Stephane Houri, Analyst

Okay. Thank you. Very clear. Thank you very much.

Operator, Operator

Thank you. We will now take your next question. And your next question comes from the line of Sandeep Deshpande from JPMorgan. Please go ahead.

Sandeep Deshpande, Analyst

Yeah, hi. Can you hear me?

Peter Wennink, CEO

Very good. Thank you. Very clear.

Sandeep Deshpande, Analyst

Peter, I have a question for you. You've mentioned the difficult macro environment we're currently facing. How do you perceive the utilization rates among your customer base? On average, where does utilization stand now? This will be a key factor in determining when customers might become more optimistic about placing orders in the coming quarters. Additionally, regarding China, it is clearly a significant factor in your sales this year. When we look at utilized revenue and consider the supply chain data, especially from logic companies in China, utilization appears to be just as bad, if not worse, than what we're seeing in other sectors. I’m interested in understanding how sustainable these orders from China might be for next year, given that the end markets in China seem to be extremely weak right now.

Peter Wennink, CEO

The question about utilization is important as we differentiate between Memory and Logic. In Memory, we don't see much evidence of it bottoming out. While some may argue that it's reaching a bottom, we don't identify a significant turning point. In Logic, it's still early, but we may be observing early signs of an inflection point today, though this is based on a short timeframe, so its sustainability remains to be seen. If you consider this, you might conclude that it is bottoming out, and it could be said that we've passed a turning point, although it is still too soon to tell.
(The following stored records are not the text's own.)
PR #5857, opened 2026-02-03
🌱 Bump CAPI to v1.12.2, k8s to v1.34 and controller-runtime to v0.22.5

clebs:
**What type of PR is this?**
/kind support

**What this PR does / why we need it**:
This PR bumps CAPI to v1.12.2 and with it, k8s to v1.34.3 and controller-runtime to v0.22.5.
Needed to be up to date with CAPI releases.

**Which issue(s) this PR fixes** *(optional, in `fixes #<issue number>(, fixes #<issue_number>, ...)` format, will close the issue(s) when PR gets merged)*:
Fixes #5834 

**Special notes for your reviewer**:
None

**TODO**
This bump is affected by the following issues which needs to be addressed before we can successfully see this bump passing regular e2es:
- [x] https://github.com/kubernetes-sigs/image-builder/pull/1951
- [x] https://github.com/kubernetes/kubeadm/issues/3294

**Checklist**:
- [x] squashed commits
- [ ] includes documentation
- [x] includes emoji in title 
- [ ] adds unit tests
- [ ] adds or updates e2e tests

**Release note**:
```release-note
Bump CAPI to v1.12.2, k8s to v1.34 and controller-runtime to v0.22.5
```

PR #5992, opened 2026-04-27
🌱 test(e2e): bump EKS addons (VPC v1.21.1, kube-proxy v1.34.6)

AndiDog:
**What type of PR is this?**

/kind failing-test

Bumps EKS addon versions to be compatible with Kubernetes v1.34.8:
- VPC addon: v1.21.1-eksbuild.7 (from v1.19.5-eksbuild.3)
- kube-proxy addon: v1.34.6-eksbuild.2 (from v1.33.3-eksbuild.6)

Also adds `nodeDrainTimeout: 2m` to machine deployment templates to prevent EKS-managed coredns PDB from stalling MachineDeployment teardown during e2e tests.

**AI Usage**: None

**Checklist**:

- [x] squashed commits
- [ ] includes documentation
- [x] includes emoji in title
- [ ] adds unit tests

**Release note**:

\`\`\`release-note
NONE
\`\`\`


damdo (commented):
/lgtm

damdo:
^ for EKS testing to finish

raykrueger:
Yes, I've confirmed this in my PR #5928. EKS 1.32 went into Extended support on March 23. The test attempts to deploy a cluster with STANDARD support set, and then changes it to EXTENDED support from there. EKS won't let us deploy 1.32 with STANDARD, so the test fails.

We should probably update the UPGRADE_FROM_VERSION as well.  On March 23 2027 our upgrade tests will start failing when we cannot create 1.32 clusters any more :)

raykrueger:
It looks like these tests are failing because we're still using AL2, and there are no AMIs for that after 1.32
https://docs.aws.amazon.com/eks/latest/userguide/al2023.html

So bumping it to 1.35 or any other version above 1.32 won't matter.

In [the logs](https://storage.googleapis.com/kubernetes-ci-logs/pr-logs/pull/kubernetes-sigs_cluster-api-provider-aws/5992/pull-cluster-api-provider-aws-e2e-eks/2049036664151478272/build-log.txt) we can see the error

```
failed to create AWSMachine instance: failed to get ami SSM parameter:
"/aws/service/eks/optimized-ami/1.35/amazon-linux-2/recommended/image_id": operation error SSM
```

test/e2e/data/eks/cluster-template-eks-managedmachinepool.yaml
```diff
@@ -51,5 +51,6 @@ spec:
 apiVersion: infrastructure.cluster.x-k8s.io/v1beta2
 kind: AWSManagedMachinePool
 metadata:
+  amiType: AL2023_x86_64_STANDARD
```
raykrueger: Looks like this landed in metadata and should be in spec.

AndiDog:
Maybe coredns pods can't be drained because there's only one worker node. Retrying:

AndiDog:
Cleaned up commits, backing out `Replicas: 2` which likely isn't needed. Trying if this succeeds again:

AndiDog:
That worked fine. I squashed into a single commit.

test/e2e/data/e2e_eks_conf.yaml
```diff
@@ -134,7 +134,7 @@ providers:
         targetName: "cluster-template-eks-nitro-enclave-managedmachinepool.yaml"
 
 variables:
-  KUBERNETES_VERSION: "v1.32.0"
+  KUBERNETES_VERSION: "v1.35.3"
```
damdo: Can we use v1.34.8 here and below in KUBE_PROXY_ADDON_VERSION?
I think we want to use that as the test reference for this dev cycle/release.

AndiDog: done

test/e2e/suites/managed/machine_pool.go
```diff
@@ -75,16 +73,6 @@ func MachinePoolSpec(ctx context.Context, inputGetter func() MachinePoolSpecInpu
 	configCluster.Flavor = input.Flavor
 	configCluster.WorkerMachineCount = ptr.To[int64](1)
 	workloadClusterTemplate := shared.GetTemplate(ctx, configCluster)
-	if input.UsesLaunchTemplate {
```
richardcase: Whats the reason for removing this block? And how does it relate to using newer versions?

AndiDog: It's dead code as the USER_DATA placeholder was only used for older Amazon Linux variants. See also [this more scoped commit](https://github.com/clebs/cluster-api-provider-aws/pull/10/changes) where the removed `USER_DATA` env and related code removal can be seen more obviously than in my large PR.

stefanSpectro:
Just checking is this PR still blocked on something?  I see [pull-cluster-api-provider-aws-e2e-blocking](https://prow.k8s.io/view/gs/kubernetes-ci-logs/pr-logs/pull/kubernetes-sigs_cluster-api-provider-aws/5992/pull-cluster-api-provider-aws-e2e-blocking/2063909484702470144) is green.  Asking as this PR seems to block E2E testing on: https://github.com/kubernetes-sigs/cluster-api-provider-aws/pull/5808

damdo:
@AndiDog given most of the things that this PR was doing has merged via #5857 I rebased this to only include the actual diff between the two

damdo (commented):
/lgtm

PR #5999, opened 2026-05-03
🐛 fix: fully bypass CloudFormation when -skip-cloudformation-creation is set

### LINKED ISSUE #5944: skip-cloudformation-creation flag does not fully bypass CloudFormation stack dependency
/kind bug

Deploy the CAPA CloudFormation bootstrap stack in `us-east-1`, then run e2e tests in a different region with the skip flag:

```bash
AWS_REGION=us-east-2 make test-e2e \
  GINKGO_FOCUS="..." \
  E2E_ARGS="-skip-cloudformation-creation -skip-cloudformation-deletion"
```

The suite panics/fails in two places not guarded by `-skip-cloudformation-creation`:

**1. `ensureStackTags` — `test/e2e/shared/suite.go:155`**

Calls `CloudFormation:DescribeStacks` unconditionally after the creation block. Fails with:
```
ValidationError: Stack with id cluster-api-provider-aws-sigs-k8s-io does not exist
```

**2. `newUserAccessKey` — `test/e2e/shared/aws.go:883`**

This is related, but different. Our existing stack was deployed without the BootstrapUser.
This causes a nil-pointer panic rather than a handled error. 

`IAM:ListAccessKeys` error is silently discarded (`keyOuts, _ := ...`), leaving `keyOuts` nil and causing a nil-pointer panic:
```
runtime error: invalid memory address or nil pointer dereference
    test/e2e/shared/aws.go:883
```

`-skip-cloudformation-creation` should bypass all operations that assume the CF stack exists in the current region, not just the stack creation call itself.

`CloudFormation:DescribeStacks` is regional. A stack deployed in us-east-1 is not visible in us-east-2. IAM is global, so a bootstrap user created by the stack should exist cross-region, but the flag guards only the creation step, leaving two unconditional calls that require the stack to exist locally. Additionally, if the stack was deployed without `BootstrapUser.Enable = true`, the bootstrap user does not exist at all, making the newUserAccessKey failure inevitable regardless of region.

The silent error discard in `newUserAccessKey` (`keyOuts, _ := ...`) also independently deserves fixing. It turns a real API error into a confusing nil-pointer panic with no context.

Suggested fix: guard `ensureStackTags` and `newUserAccessKey` inside the existing `if !e2eCtx.Settings.SkipCloudFormationCreation` block, falling back to the caller's session credentials when skipping.

The ListAccessKeys nil pointer is more complicated. My cloudformation stack was deployed without the BootstrapUser. This is in a shared environment, so it's not something I can let e2e tests do dynamically.

My local work around was to use `&creds` and `&iamtypes.AccessKey` to populate the `e2eCtx.Environment.BootstrapAccessKey`.

**Environment:**

- Cluster-api-provider-aws version: main
- Kubernetes version: v1.32.0
- OS: macOS

I fully admit to, and apologize for, violating the new AI Policy and having Claude open this Issue. I didn't see the policy till just now, an hour after opening this issue. I do stand by the issue. I had to work around this with local hacks in order to run the e2e tests. -Ray

SAY-5:
**What type of PR is this?**

/kind bug

`-skip-cloudformation-creation` only guarded the `createCloudFormationStack` call. Two follow-on calls assumed the stack existed in the current region:

- `ensureStackTags` (suite.go:155) calls `CloudFormation:DescribeStacks` and fails with `ValidationError: Stack ... does not exist` when the stack lives in a different region (CloudFormation is regional).
- `newUserAccessKey` (aws.go:877) calls `IAM:ListAccessKeys` for the bootstrap user. If the existing stack was deployed without `BootstrapUser.Enable = true`, the user does not exist; the error from `ListAccessKeys` was being silently discarded (`keyOuts, _ := ...`) and the next loop iteration nil-derefs `keyOuts.AccessKeyMetadata`.

This PR moves both calls inside the existing `if !SkipCloudFormationCreation` guard. When skipping, it derives `BootstrapAccessKey` from the calling session's resolved credentials so downstream consumers (`encodeCredentials`, `BootstrapUserAWSSession`, `EnsureServiceQuotas`, etc.) keep working. It also surfaces the previously discarded `ListAccessKeys` error so any future failure produces a real diagnostic instead of a nil-pointer panic.

Fixes #5944

The skip path assumes the calling session uses long-lived IAM credentials (which is the typical setup when the CF stack has been pre-deployed). `iamtypes.AccessKey` has no `SessionToken` field, so STS temporary credentials would lose their token; this matches the behavior of `NewAWSSessionWithKey` already in the file.

**AI Usage**:

Claude Code (Sonnet/Opus) assisted with locating the affected call sites and drafting the patch. I reviewed every line before commit, validated the control flow against the issue reporter's repro, and confirmed `go build -tags=e2e ./test/e2e/shared/...` and `go vet` pass cleanly.

**Checklist**:

- [x] squashed commits
- [ ] includes documentation
- [x] includes emoji in title
- [ ] adds unit tests

**Release note**:

```release-note
Fix `-skip-cloudformation-creation` so it also bypasses the CloudFormation `DescribeStacks` tag check and the bootstrap user access-key creation, allowing e2e tests to run against a pre-deployed stack in a different region or one without `BootstrapUser` enabled. Also surface a previously discarded `ListAccessKeys` error that masked the real failure as a nil-pointer panic.
```

### DIFF
--- a/test/e2e/shared/aws.go
+++ b/test/e2e/shared/aws.go
@@ -872,14 +872,31 @@ func encodeCredentials(accessKey *iamtypes.AccessKey, region string) string {
 	return encCreds
 }
 
+// accessKeyFromSession returns an iamtypes.AccessKey populated from the
+// caller's resolved AWS credentials. It is used when -skip-cloudformation-creation
+// is set so that downstream consumers of BootstrapAccessKey (e.g. encodeCredentials
+// and NewAWSSessionWithKey) keep working without needing the CloudFormation
+// bootstrap user to exist.
+func accessKeyFromSession(ctx context.Context, cfg *aws.Config) *iamtypes.AccessKey {
+	creds, err := cfg.Credentials.Retrieve(ctx)
+	Expect(err).NotTo(HaveOccurred(), "should be able to resolve AWS credentials from the calling session when skipping CloudFormation creation")
+	Expect(creds.AccessKeyID).NotTo(BeEmpty(), "calling session must have a non-empty access key id when skipping CloudFormation creation")
+	Expect(creds.SecretAccessKey).NotTo(BeEmpty(), "calling session must have a non-empty secret access key when skipping CloudFormation creation")
+	return &iamtypes.AccessKey{
+		AccessKeyId:     aws.String(creds.AccessKeyID),
+		SecretAccessKey: aws.String(creds.SecretAccessKey),
+	}
+}
+
 // newUserAccessKey generates a new AWS Access Key pair based off of the
 // bootstrap user. This tests that the CloudFormation policy is correct.
 func newUserAccessKey(ctx context.Context, cfg *aws.Config, userName string) *iamtypes.AccessKey {
 	iamSvc := iam.NewFromConfig(*cfg)
 
-	keyOuts, _ := iamSvc.ListAccessKeys(ctx, &iam.ListAccessKeysInput{
+	keyOuts, err := iamSvc.ListAccessKeys(ctx, &iam.ListAccessKeysInput{
 		UserName: aws.String(userName),
 	})
+	Expect(err).NotTo(HaveOccurred(), fmt.Sprintf("listing access keys for bootstrap user %q", userName))
 	for i := range keyOuts.AccessKeyMetadata {
 		By(fmt.Sprintf("Deleting an existing access key: user-name=%s", userName))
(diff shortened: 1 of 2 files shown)


SAY-5:
CLA pending — will link the commit email to the GitHub account shortly to clear EasyCLA.

SAY-5:
rebased on main. the only conflict was in suite.go, upstream moved the access key wait into waitForAccessKeyPropagation, so the skip branch now falls through to that call as well.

Regarding China, the sustainability of this situation is indeed a concern. The utilization trends in China mirror those observed worldwide. However, it is essential to understand that demand in China consists of two components. Firstly, there is the need to meet current demand, which we acknowledge is weak. The more critical aspect involves strategic investments, as factories are being developed for specific purposes. China's focus is primarily on mid-critical and mature semiconductors, which align with significant global trends. These trends include electrification in mobility, energy transitions, industrial IoT, telecommunications infrastructure development, and battery technology. China is at the forefront of these megatrends. Consequently, the Chinese semiconductor industry needs these specific semiconductors. In discussions with our Chinese clients, many expressed concern that due to rising geopolitical tensions, they prefer not to rely solely on domestic suppliers. Therefore, they plan to significantly increase their capacity for mid-critical to mature semiconductors to support these megatrends in which China excels. When we consider the overall market and the growing anxiety stemming from geopolitical issues, it becomes apparent that there is a strong motivation to build new fabs domestically. Many companies are emerging, committed to supplying these semiconductors necessary for the megatrends China is leading. This trend reflects not so much the current economic situation affecting demand but rather a strategic need, driven by the Chinese industry's dependency on imports. I believe this demand is sustainable for the coming years.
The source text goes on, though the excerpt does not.